**Collected data entries**
PR #313, opened 2026-09-09
expose `is_projection` to both Ltac and Ltac2

simon-skylabs:
The existing functions in Ltac and Ltac2, both named `is_proj`, only return true for primitive projections. This one takes non-primitive projections into account as well

### DIFF
--- a/ltac2-extra/theories/internal/ltac1.v
+++ b/ltac2-extra/theories/internal/ltac1.v
@@ -7,13 +7,14 @@
 
 Require Import skylabs.ltac2.extra.internal.init.
 Require Import skylabs.ltac2.extra.internal.constr.
+Require Import skylabs.ltac2.extra.internal.control.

**What needs to be done**
Beginning with the first line and ending with the last, restate the data word for word.

**Reply to the exercise**
PR #313, opened 2026-09-09
expose `is_projection` to both Ltac and Ltac2

simon-skylabs:
The existing functions in Ltac and Ltac2, both named `is_proj`, only return true for primitive projections. This one takes non-primitive projections into account as well

### DIFF
--- a/ltac2-extra/theories/internal/ltac1.v
+++ b/ltac2-extra/theories/internal/ltac1.v
@@ -7,13 +7,14 @@
 
 Require Import skylabs.ltac2.extra.internal.init.
 Require Import skylabs.ltac2.extra.internal.constr.
+Require Import skylabs.ltac2.extra.internal.control.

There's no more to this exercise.